From a physiological perspective, secondary metabolites, such as flavonoids and quinones, protect plants from oxidative damage induced by the scavenging of free radicals [48]. The most prevalent secondary metabolites in strawberry fruit are flavonoids, including anthocyanins [49]. These flavonoid compounds primarily shield plants from damage caused by short-wavelength spectra [50], among which anthocyanins protect plants from harm by blue and green light. Therefore, when the intensity of blue light is increased, it can elevate the content of these flavonoid compounds, enhancing fruit quality (color, antioxidant properties, organic compounds, etc.). In terms of plant photomorphogenesis, Kalaitzoglou et al. [51] confirmed that with the increase in blue light intensity, both leaf area and plant height of the plant body significantly decreased. They speculated that this was also induced by CRYs because CRYs are the primary photoreceptors that inhibit the elongation of the hypocotyl and epicotyl [52], and blue light stimulates the secretion of CRYs. Additionally, blue light can alter the expression of sensory proteins in strawberries, promoting the expression of transcription factors, such as BBX and FaBBX29 [53], thereby significantly enhancing strawberry flowering and fruiting. However, excessively strong blue light intensity may inhibit the total photosynthetic capacity of the plant body by promoting a compact phenotype [51], which could potentially affect fruit size. Thus, the impact of blue light quality on strawberries is not entirely positive.
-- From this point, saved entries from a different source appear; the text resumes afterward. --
PR #3156, opened 2023-08-24
Modify EnumBase to better support the namespacing of toolchain

jonmeow:
The different approach to Names avoids the issues with trying to define a static member (or also member function) of the templated instance of Carbon::Internal::EnumBase from a non-enclosing namespace such as Carbon::SemIR.

Note, I'm trying to do this from the cpp file. An alternative might be to do `inline constexpr llvm::StringLiteral Names[]` in the .h file, but I think concerns had been raised about that needing deduplication.

### DIFF
--- a/common/enum_base.h
+++ b/common/enum_base.h
@@ -51,8 +51,7 @@ namespace Carbon::Internal {
 //   #include ".../my_kind.def"
 //   };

The effect of light quality on strawberry traits underwent significant changes with increasing wavelength. Among these, yellow–green light, which is less involved in photosynthesis, still had highly controversial effects on traits. Some studies indicated that yellow–green light quality favored plant stem and leaf growth [54,55], but Posada et al. [56] argued the opposite. They discovered that green light modified the distribution pattern of dry matter in plant organs, thus inhibiting strawberry growth. However, none provided a clear biological explanation. In our study, yellow–green light slightly promoted strawberry plant height, leaf, and stolon growth, while also slightly inhibiting sexual proliferation and fruiting. The correlation coefficient between light quality and traits was low. We hypothesized that this was because the yellow–green light spectrum falls between the blue and red light ranges, and it combines the effects of both blue and red light. This is also why the impact of yellow–green light on plants has been a subject of ongoing debate. In our future research, we will conduct a detailed exploration of its effects.
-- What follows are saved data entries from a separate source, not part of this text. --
PR #3157, opened 2023-08-25
Manual cleanup of toolchain clang-tidy/clangd warnings.

jonmeow:
A lot of this is more boring "remove unused header", plus some other minor cleanups. I think the most significant changes were:

- yaml_test_helpers.cpp is doing a switch on an unsigned int, comparing to enum values.
  - [bugprone-switch-missing-default-case](https://clang.llvm.org/extra/clang-tidy/checks/bugprone/switch-missing-default-case.html) is unhappy with EnumBase, but correctly identified yaml_test_helpers.cpp, so I'm opting to address it rather than disabling it even though it needs NOLINT in several locations as a result, in addition to what I think are some low-value `default` cases. I'd be fine going the other way with this too and disabling it globally (I could see it being noisier in the explorer).
- MarkInitializerFor swaps the argument names between the .h and .cpp. I think the .cpp had the order as intended.
- There's a new-ish [performance-enum-size](https://clang.llvm.org/extra/clang-tidy/checks/performance/enum-size.html) which I'm basically treating as "add int8_t to enums".

My main motivation here is to just clean up as many of these as I can so that I stop seeing them in vscode.

### DIFF
--- a/toolchain/lexer/tokenized_buffer.cpp
+++ b/toolchain/lexer/tokenized_buffer.cpp
@@ -536,7 +536,7 @@ class TokenizedBuffer::Lexer {
       // Too short to form one of these tokens.
       return LexResult::NoMatch();
     }
-    if (word[1] < '1' || '9' < word[1]) {
+    if (word[1] < '1' || word[1] > '9') {
       // Doesn't start with a valid initial digit.
       return LexResult::NoMatch();
     }
--- a/toolchain/lexer/tokenized_buffer.cpp
+++ b/toolchain/lexer/tokenized_buffer.cpp
@@ -7,13 +7,9 @@
 #include <algorithm>
 #include <array>
 #include <cmath>
-#include <iterator>
-#include <string>
 
 #include "common/check.h"
 #include "common/string_helpers.h"
-#include "llvm/ADT/STLExtras.h"
-#include "llvm/ADT/Sequence.h"
 #include "llvm/ADT/StringRef.h"
 #include "llvm/ADT/StringSwitch.h"
 #include "llvm/Support/ErrorHandling.h"
@@ -540,7 +536,7 @@ class TokenizedBuffer::Lexer {
       // Too short to form one of these tokens.
       return LexResult::NoMatch();
     }
-    if (!('1' <= word[1] && word[1] <= '9')) {
+    if (word[1] < '1' || '9' < word[1]) {
       // Doesn't start with a valid initial digit.
       return LexResult::NoMatch();
     }
@@ -683,6 +679,8 @@ class TokenizedBuffer::Lexer {
         case '\t':
         case '\n':
           return false;
+        default:
+          break;
       }
       return llvm::StringSwitch<bool>(llvm::StringRef(&c, 1))
 #define CARBON_SYMBOL_TOKEN(Name, Spelling) .StartsWith(Spelling, false)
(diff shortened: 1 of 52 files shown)


toolchain/lexer/tokenized_buffer.cpp
```diff
@@ -540,7 +536,7 @@ class TokenizedBuffer::Lexer {
       // Too short to form one of these tokens.
       return LexResult::NoMatch();
     }
-    if (!('1' <= word[1] && word[1] <= '9')) {
+    if (word[1] < '1' || '9' < word[1]) {
```
zygoloid: I find this hard to read, how about:

```suggestion
    if (word[1] < '1' || word[1] > '9') {
```

toolchain/lowering/lowering_context.cpp
```diff
@@ -147,6 +147,8 @@ auto LoweringContext::BuildFunctionDefinition(SemIR::FunctionId function_id)
     for (const auto& node_id : semantics_ir().GetNodeBlock(block_id)) {
       auto node = semantics_ir().GetNode(node_id);
       CARBON_VLOG() << "Lowering " << node_id << ": " << node << "\n";
+      // clang warns on unhandled enum values; clang-tidy is incorrect here.
+      // NOLINTNEXTLINE(bugprone-switch-missing-default-case)
```
zygoloid, line 181: What's the issue here? Is this something we could fix upstream in the `clang-tidy` checker? (No objection to the `NOLINT` in the mean time.)

toolchain/semantics/semantics_handle_if_expression.cpp
```diff
@@ -25,20 +26,20 @@ auto HandleIfExpressionIf(Context& context, ParseTree::Node if_node) -> bool {
...
+auto HandleIfExpressionThen(Context& context, ParseTree::Node parse_node)
     -> bool {
   // Convert the first operand to a value.
   auto [then_value_node, then_value_id] =
       context.node_stack().PopExpressionWithParseNode();
   context.node_stack().Push(then_value_node,
                             context.ConvertToValueExpression(then_value_id));
 
-  context.node_stack().Push(then_node, context.node_block_stack().Pop());
+  context.node_stack().Push(parse_node, context.node_block_stack().Pop());
```
zygoloid: This change is understandable but unfortunate -- there are multiple different parse nodes in scope here, so having descriptive names for the `then_node` versus the `then_value_node` seems useful. Same thing happens in the next function, where we have an `if_node`, a `then_node`, and an `else_node` in scope before this change, which seems easier to understand than calling one of the three `parse_node`.

Is there some way we can turn off this checking for the `Handle` functions? If so, do you think we should?

zygoloid (approved):

toolchain/lowering/lowering_context.cpp
jonmeow: In case you missed this in the PR description:

> [bugprone-switch-missing-default-case](https://clang.llvm.org/extra/clang-tidy/checks/bugprone/switch-missing-default-case.html) is unhappy with EnumBase, but correctly identified yaml_test_helpers.cpp, so I'm opting to address it rather than disabling it even though it needs NOLINT in several locations as a result, in addition to what I think are some low-value default cases. I'd be fine going the other way with this too and disabling it globally (I could see it being noisier in the explorer).

I don't know what the root cause is; I'm not familiar enough with Clang AST to quickly investigate and fix it.

toolchain/semantics/semantics_handle_if_expression.cpp
jonmeow: Sounds like you have a stronger preference than me. Trying to figure out a solution, NOLINTNEXTLINE and NOLINTBEGIN didn't seem to suppress this warning the way I'd expect, so how about this "alias" approach?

In the field of physiology, specific yellow–green light receptors have not yet been identified in higher plants [57,58]. Therefore, some studies suggest that plants perceive yellow–green light through the residual sensitivity of blue and red light receptors [59], and these receptors have low sensitivity to the main wavelengths of yellow–green light. Consequently, this inevitably leads to the conclusion that the impact of yellow–green light on plants is less significant compared to other light qualities [60]. These physiological mechanisms are in line with our experimental results.
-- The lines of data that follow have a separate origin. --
PR #3158, opened 2023-08-25
Update C++Now talks with video links

jonmeow:
The successor strategy talk isn't up yet, but will be on Sep 8 -- just trying to get them all in one pass.

Slides were previously linked, which I could keep, although it's weird to have a long link with just `(Slides)` at the end because it implies the whole linked text is slides (rather than a video). So if that's desired, I might switch instead to something like:

```
- Talk name, con ([video](youtube link), [slides](slides link))
```

But, this current format (video-only full-name link) felt consistent with the 2022 links.

### DIFF
--- a/README.md
+++ b/README.md
@@ -305,15 +305,12 @@ Past Carbon focused talks from the community:
 
 ### 2023
 
-Press `S` when viewing slides to see speaker notes.
-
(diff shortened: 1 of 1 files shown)


chandlerc (approved):
LGTM!

We can also use a playlist or any other approach we like if we get one in the future.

Light quality in the red-to-near-infrared range was the most crucial part involved in plant photosynthesis and bioregulation and had been the subject of extensive study. Studies generally demonstrated that red light (near-infrared light) had a significant stimulating effect on the leaves, stolons, and plant height of strawberry plant bodies [6,56,61,62], leading to an increase in the dry weight of the aboveground part of the plant body [61]. This was because an excess of gibberellins was secreted within the strawberry plants. However, because this light quality part promoted the growth and asexual reproduction of the plant body, it had a negative impact on sexual reproduction and fruit development, resulting in issues such as a reduction in the number of flower clusters [44] and a decrease in fruit size [6]. In our experiments, we also found that long-wave light quality had a significant promoting effect on the plant height, leaf, and stolon growth of the samples (positive correlation was evident). Additionally, it had a slight inhibitory effect on flowering, ripeness, TSS content, and fruit hardness of the samples (negative correlation and the absolute value was relatively small).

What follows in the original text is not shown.